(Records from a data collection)
★ ★ ★ ★ ★

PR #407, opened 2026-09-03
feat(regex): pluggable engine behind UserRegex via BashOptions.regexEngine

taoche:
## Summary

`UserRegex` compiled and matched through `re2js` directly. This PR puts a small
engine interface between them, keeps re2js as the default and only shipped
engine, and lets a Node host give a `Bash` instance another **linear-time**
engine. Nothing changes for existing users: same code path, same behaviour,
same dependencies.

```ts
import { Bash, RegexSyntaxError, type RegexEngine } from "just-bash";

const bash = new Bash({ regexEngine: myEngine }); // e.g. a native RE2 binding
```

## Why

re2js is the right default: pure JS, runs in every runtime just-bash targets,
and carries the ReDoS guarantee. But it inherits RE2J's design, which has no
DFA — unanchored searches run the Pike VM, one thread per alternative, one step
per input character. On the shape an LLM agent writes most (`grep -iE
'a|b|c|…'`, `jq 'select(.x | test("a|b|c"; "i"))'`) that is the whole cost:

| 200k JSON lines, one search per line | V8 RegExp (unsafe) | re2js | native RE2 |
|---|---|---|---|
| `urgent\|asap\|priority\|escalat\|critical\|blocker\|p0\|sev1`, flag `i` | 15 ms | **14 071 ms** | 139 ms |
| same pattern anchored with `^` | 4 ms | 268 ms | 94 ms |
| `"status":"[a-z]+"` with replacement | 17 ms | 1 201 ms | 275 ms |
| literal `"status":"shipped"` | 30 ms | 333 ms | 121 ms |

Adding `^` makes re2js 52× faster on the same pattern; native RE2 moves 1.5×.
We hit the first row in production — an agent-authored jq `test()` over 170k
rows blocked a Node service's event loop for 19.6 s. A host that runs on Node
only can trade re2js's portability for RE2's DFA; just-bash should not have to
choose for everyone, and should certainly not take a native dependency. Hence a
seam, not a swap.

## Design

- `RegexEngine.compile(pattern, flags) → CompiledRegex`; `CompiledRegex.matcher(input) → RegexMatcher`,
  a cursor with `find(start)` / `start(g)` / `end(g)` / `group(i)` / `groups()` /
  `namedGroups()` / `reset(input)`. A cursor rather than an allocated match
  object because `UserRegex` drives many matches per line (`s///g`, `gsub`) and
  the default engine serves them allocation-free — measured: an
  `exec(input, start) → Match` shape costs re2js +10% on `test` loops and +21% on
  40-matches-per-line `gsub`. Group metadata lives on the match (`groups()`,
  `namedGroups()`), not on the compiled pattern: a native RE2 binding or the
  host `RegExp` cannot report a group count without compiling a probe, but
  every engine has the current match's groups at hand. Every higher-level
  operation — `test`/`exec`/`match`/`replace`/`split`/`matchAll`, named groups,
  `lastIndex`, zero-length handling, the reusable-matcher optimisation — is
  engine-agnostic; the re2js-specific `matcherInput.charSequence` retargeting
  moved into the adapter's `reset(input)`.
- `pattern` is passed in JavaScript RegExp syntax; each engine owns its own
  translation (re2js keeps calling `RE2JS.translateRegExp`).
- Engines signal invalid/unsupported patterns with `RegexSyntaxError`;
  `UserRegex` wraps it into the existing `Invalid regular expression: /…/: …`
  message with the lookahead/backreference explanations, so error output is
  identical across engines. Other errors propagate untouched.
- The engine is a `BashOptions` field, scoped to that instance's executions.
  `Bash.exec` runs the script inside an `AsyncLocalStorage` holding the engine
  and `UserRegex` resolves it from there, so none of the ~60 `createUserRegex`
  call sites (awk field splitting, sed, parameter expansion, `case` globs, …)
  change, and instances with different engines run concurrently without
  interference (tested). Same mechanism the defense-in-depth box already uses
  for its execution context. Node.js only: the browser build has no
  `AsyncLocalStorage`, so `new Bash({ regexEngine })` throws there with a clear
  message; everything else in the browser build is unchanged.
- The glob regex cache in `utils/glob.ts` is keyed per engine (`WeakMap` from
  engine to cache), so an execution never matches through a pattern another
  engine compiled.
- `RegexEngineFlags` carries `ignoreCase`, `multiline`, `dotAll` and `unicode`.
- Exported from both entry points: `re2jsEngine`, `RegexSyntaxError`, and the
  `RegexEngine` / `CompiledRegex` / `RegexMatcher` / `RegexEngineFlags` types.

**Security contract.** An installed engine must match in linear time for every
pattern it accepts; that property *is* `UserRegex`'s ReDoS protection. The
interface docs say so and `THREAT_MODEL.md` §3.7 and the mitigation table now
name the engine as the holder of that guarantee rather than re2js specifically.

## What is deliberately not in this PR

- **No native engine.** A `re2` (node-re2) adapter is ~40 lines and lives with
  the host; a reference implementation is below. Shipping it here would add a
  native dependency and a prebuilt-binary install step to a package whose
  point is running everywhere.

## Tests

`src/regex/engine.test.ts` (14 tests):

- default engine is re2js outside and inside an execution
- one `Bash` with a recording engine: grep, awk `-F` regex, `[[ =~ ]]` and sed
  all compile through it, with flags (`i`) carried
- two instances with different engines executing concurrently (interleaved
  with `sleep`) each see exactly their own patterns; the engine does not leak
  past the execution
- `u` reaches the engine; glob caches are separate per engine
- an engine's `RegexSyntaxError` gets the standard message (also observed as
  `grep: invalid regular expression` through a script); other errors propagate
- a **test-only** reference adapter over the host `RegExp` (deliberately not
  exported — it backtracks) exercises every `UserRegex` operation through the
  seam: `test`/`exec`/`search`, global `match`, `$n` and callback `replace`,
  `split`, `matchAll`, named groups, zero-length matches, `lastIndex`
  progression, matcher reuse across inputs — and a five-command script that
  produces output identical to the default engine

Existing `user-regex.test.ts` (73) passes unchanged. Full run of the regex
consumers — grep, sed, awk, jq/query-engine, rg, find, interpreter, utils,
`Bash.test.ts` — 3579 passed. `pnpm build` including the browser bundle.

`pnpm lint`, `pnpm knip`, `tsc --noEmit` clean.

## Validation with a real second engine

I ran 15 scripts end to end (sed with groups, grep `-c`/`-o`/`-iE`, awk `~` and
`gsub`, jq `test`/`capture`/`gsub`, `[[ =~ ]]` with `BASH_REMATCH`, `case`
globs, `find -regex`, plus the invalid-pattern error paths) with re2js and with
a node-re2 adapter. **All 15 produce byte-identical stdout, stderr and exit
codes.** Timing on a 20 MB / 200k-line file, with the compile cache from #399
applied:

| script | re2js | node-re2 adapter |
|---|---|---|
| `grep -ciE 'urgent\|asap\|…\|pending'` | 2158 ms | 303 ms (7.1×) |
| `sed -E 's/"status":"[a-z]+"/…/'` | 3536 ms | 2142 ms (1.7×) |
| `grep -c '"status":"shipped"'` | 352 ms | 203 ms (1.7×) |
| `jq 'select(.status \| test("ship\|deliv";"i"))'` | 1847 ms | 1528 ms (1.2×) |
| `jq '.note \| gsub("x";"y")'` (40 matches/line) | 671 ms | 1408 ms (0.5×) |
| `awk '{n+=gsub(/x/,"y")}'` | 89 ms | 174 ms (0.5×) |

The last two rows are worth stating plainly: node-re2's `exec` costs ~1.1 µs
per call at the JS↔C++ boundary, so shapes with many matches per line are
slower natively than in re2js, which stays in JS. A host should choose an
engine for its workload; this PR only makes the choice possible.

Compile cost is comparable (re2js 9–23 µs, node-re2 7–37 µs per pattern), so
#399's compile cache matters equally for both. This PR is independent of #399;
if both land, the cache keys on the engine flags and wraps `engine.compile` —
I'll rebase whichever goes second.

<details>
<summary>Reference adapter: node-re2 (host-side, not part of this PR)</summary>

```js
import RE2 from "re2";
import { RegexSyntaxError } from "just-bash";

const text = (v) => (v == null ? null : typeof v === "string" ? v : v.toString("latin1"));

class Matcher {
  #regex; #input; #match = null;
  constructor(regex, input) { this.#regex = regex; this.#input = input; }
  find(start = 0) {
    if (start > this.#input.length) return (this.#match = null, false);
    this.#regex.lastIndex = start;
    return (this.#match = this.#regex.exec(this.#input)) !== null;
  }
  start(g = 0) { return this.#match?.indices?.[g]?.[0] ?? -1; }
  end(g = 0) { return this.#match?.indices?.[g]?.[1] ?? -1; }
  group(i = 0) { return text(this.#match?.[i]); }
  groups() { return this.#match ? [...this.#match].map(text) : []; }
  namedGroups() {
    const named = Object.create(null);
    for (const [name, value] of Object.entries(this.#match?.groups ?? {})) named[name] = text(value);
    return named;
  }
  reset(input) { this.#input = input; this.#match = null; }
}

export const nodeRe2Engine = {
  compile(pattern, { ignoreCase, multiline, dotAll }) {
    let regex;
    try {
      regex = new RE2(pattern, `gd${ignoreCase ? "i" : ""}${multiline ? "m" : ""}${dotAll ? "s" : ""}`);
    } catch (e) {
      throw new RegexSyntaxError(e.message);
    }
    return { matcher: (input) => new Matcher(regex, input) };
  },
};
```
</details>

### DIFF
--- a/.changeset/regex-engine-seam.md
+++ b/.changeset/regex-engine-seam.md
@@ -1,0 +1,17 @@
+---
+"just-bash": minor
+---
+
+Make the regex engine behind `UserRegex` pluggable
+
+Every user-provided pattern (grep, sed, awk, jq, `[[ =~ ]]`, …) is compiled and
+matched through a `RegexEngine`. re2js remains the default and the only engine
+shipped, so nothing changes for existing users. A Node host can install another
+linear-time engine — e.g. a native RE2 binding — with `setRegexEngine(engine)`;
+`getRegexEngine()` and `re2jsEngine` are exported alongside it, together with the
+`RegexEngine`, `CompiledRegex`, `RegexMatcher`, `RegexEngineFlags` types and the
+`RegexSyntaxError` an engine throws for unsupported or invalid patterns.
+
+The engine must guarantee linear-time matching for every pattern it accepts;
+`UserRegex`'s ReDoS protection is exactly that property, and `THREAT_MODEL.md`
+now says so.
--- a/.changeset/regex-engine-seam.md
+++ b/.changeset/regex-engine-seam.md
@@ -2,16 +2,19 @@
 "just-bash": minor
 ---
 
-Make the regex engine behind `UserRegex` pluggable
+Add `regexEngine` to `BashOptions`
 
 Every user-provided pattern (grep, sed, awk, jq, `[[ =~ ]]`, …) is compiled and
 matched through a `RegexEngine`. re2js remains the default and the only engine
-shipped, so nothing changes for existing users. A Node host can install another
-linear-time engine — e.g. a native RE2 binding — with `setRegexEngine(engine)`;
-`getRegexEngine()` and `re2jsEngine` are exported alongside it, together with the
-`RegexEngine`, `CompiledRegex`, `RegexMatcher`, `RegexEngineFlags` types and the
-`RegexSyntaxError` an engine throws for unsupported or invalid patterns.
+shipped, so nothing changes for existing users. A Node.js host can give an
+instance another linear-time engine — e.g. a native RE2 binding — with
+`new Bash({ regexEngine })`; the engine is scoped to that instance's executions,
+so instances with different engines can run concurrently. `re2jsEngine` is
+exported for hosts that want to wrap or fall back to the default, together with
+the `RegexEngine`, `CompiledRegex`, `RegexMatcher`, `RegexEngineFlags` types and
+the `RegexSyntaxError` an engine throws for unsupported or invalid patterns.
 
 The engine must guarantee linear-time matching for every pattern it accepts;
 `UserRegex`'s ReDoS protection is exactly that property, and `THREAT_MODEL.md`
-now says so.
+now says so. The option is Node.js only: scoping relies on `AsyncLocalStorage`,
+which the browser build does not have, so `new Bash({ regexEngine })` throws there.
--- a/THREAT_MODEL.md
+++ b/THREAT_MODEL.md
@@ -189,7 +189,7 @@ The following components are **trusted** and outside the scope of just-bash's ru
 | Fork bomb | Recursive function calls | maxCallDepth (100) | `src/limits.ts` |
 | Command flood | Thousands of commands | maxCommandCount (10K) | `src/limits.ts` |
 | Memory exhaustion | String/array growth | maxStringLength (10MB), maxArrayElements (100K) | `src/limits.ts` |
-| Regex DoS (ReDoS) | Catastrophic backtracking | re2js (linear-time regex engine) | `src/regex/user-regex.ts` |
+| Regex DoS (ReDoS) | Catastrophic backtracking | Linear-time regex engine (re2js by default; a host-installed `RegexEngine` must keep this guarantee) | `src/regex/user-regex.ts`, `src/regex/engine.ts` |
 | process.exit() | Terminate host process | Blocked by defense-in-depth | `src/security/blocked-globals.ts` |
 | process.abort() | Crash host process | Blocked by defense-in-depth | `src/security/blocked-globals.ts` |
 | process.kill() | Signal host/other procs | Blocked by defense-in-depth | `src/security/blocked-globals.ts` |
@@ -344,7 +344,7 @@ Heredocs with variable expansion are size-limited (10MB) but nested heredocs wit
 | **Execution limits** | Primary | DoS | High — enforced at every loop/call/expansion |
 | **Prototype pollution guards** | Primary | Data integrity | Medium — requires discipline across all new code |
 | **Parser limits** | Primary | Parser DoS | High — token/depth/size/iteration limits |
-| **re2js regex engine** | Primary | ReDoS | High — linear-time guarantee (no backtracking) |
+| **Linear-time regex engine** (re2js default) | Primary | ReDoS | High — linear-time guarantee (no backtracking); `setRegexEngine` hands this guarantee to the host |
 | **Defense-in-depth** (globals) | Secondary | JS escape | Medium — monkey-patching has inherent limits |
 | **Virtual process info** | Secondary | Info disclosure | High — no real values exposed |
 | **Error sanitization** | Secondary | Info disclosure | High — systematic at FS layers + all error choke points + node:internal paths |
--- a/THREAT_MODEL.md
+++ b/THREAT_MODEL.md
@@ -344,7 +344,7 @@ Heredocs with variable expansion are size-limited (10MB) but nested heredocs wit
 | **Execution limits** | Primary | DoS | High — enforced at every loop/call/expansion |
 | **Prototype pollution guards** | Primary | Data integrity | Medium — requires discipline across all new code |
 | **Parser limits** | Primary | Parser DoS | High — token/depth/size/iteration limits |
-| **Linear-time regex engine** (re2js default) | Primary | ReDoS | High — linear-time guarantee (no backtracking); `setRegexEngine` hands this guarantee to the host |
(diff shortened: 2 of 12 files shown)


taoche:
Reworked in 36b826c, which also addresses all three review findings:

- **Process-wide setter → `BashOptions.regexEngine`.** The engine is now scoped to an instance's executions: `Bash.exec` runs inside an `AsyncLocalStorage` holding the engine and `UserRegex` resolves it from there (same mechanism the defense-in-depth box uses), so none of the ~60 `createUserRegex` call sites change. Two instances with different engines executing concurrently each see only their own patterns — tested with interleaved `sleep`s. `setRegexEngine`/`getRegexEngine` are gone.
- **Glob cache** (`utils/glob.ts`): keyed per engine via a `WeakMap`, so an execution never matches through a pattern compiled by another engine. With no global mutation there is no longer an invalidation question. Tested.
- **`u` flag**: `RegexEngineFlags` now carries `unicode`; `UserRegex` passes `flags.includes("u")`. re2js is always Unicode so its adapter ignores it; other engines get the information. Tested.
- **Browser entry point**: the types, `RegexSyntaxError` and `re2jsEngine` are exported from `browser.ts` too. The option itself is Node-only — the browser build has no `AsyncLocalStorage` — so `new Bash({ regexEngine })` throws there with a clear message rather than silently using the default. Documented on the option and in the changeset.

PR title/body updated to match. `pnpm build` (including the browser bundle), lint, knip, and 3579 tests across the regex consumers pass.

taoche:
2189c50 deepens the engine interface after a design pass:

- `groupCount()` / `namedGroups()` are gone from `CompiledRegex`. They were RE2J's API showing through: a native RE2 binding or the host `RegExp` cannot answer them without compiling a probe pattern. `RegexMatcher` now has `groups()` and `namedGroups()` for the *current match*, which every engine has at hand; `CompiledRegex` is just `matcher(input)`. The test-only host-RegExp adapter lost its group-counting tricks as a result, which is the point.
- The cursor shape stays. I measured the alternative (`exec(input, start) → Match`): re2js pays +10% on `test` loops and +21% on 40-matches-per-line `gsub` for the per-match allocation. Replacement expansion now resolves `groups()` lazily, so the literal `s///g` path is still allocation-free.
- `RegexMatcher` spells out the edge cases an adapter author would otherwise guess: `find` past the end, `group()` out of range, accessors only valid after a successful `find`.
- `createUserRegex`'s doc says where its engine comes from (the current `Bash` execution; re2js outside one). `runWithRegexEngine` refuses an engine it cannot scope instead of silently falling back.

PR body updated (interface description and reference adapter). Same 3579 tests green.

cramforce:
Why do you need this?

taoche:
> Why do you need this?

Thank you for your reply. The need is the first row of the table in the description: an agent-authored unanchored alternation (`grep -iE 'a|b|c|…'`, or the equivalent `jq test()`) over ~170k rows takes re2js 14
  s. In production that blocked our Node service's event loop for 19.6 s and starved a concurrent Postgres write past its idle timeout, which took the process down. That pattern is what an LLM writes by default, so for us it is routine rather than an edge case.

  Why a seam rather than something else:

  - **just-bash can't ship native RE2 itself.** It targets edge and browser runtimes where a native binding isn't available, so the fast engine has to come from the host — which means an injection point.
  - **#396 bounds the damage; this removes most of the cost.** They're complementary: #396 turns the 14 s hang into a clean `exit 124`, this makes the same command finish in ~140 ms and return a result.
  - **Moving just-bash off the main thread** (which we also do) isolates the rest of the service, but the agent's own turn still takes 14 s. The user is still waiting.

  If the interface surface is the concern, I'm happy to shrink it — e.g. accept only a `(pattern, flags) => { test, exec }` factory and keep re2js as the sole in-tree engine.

★ ★ ★ ★ ★

▶ WHAT IS EXPECTED
Copy out each line of the data above, exactly, if it lies between the line holding "produces output identical" and the line holding "re2js and with", inclusive; copy no other line.

▶ REPLY
  produces output identical to the default engine

Existing `user-regex.test.ts` (73) passes unchanged. Full run of the regex
consumers — grep, sed, awk, jq/query-engine, rg, find, interpreter, utils,
`Bash.test.ts` — 3579 passed. `pnpm build` including the browser bundle.

`pnpm lint`, `pnpm knip`, `tsc --noEmit` clean.

## Validation with a real second engine

I ran 15 scripts end to end (sed with groups, grep `-c`/`-o`/`-iE`, awk `~` and
`gsub`, jq `test`/`capture`/`gsub`, `[[ =~ ]]` with `BASH_REMATCH`, `case`
globs, `find -regex`, plus the invalid-pattern error paths) with re2js and with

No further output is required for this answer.